PR #4254, opened 2019-12-13
fix(insights): move 'insightsClient not provided error' to wrapper level

### LINKED ISSUE #4269: The `insightsClient` option has not been provided to `instantsearch`
When I click anywhere on my search result it show a error on console 

**The `insightsClient` option has not been provided to `instantsearch`** 

The same in your netlify example as well - https://instantsearchjs.netlify.com/examples/e-commerce/search/?query=books

**Steps to reproduce**
1. Search anything
2. Click on the search result items

How can I fix this? 

image

tkrugg:
**Summary**

Prior to this change, this error was fired in the click listeners. As a result, users who used a custom component (and therefore a custom listeners) could never see it (they saw instead: insights is `TypeError: insights is not a function`).

Now the insightsClient wrapper itself is responsible for throwing this error.

This also fixes a bug introduced in https://github.com/algolia/instantsearch.js/pull/4197 when the `if (!props.insights) { ... }` was accidentaly brought on top of the handler.

This is not breaking change.

fixes #4269 

**Result**

[View Story →](https://deploy-preview-4254--instantsearchjs.netlify.com/stories/?path=/story/results-hits--with-insights-helper-when-insightsclient-has-not-been-provided)

### DIFF
--- a/src/lib/__tests__/insights-client-test.ts
+++ b/src/lib/__tests__/insights-client-test.ts
@@ -86,10 +86,11 @@ describe('withInsights', () => {
       expect(renderProps).toHaveProperty('insights');
       expect(renderProps.insights).toBeInstanceOf(Function);
     });
-
-    it('should not expose the insights client wrapper to renderOptions if not passed to instantSearchInstance', () => {
+    it('should expose the insights client wrapper even when insightsClient was not provided', () => {
       const renderFn = jest.fn();
-      const instantSearchInstance = { insightsClient: undefined };
+      const instantSearchInstance = {
+        /* insightsClient was not passed */
+      };
       const results = {
         index: 'theIndex',
         hits: [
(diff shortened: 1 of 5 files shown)


src/lib/__tests__/insights-client-test.ts
```diff
@@ -102,7 +123,14 @@ describe('withInsights', () => {
...
 
       const [renderProps] = renderFn.mock.calls[0];
-      expect(renderProps).not.toHaveProperty('insights');
+      expect(() => {
+        renderProps.insights('clickedObjectIDsAfterSearch', {
+          eventName: 'add to favorites',
+          objectIDs: ['1'],
+        });
+      }).toThrowErrorMatchingInlineSnapshot(
+        `"The \`insightsClient\` option has not been provided to \`instantsearch\`."`
```
eunjae-lee: What if we also provide a url to the doc? Too much?

https://www.algolia.com/doc/guides/getting-insights-and-analytics/search-analytics/click-through-and-conversions/how-to/send-click-and-conversion-events-with-instantsearch/js/

(btw, that's a one long url 😅)

tkrugg: Good call

tkrugg: Actually I added a URL to instantsearch docs. it's a generated URL and just as informative.

stories/hits.stories.js
```diff
@@ -140,4 +140,36 @@ storiesOf('Results|Hits', module)
           action(`[InsightsClient] sent ${method} with payload`)(payload),
       }
     )
+  )
+  .add(
+    'with insights helper when insightsClient has not been provided',
```
francoischalifour: What's the point of this story if it errors and users can't try the feature?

==================================================

Return, unchanged, the run of lines above that opens with the line containing "(diff shortened: 1 of 5 files shown)" and closes with the line containing "tkrugg: Good call". Include both.

* ANSWER AREA *
(diff shortened: 1 of 5 files shown)


src/lib/__tests__/insights-client-test.ts
```diff
@@ -102,7 +123,14 @@ describe('withInsights', () => {
...
 
       const [renderProps] = renderFn.mock.calls[0];
-      expect(renderProps).not.toHaveProperty('insights');
+      expect(() => {
+        renderProps.insights('clickedObjectIDsAfterSearch', {
+          eventName: 'add to favorites',
+          objectIDs: ['1'],
+        });
+      }).toThrowErrorMatchingInlineSnapshot(
+        `"The \`insightsClient\` option has not been provided to \`instantsearch\`."`
```
eunjae-lee: What if we also provide a url to the doc? Too much?

https://www.algolia.com/doc/guides/getting-insights-and-analytics/search-analytics/click-through-and-conversions/how-to/send-click-and-conversion-events-with-instantsearch/js/

(btw, that's a one long url 😅)

tkrugg: Good call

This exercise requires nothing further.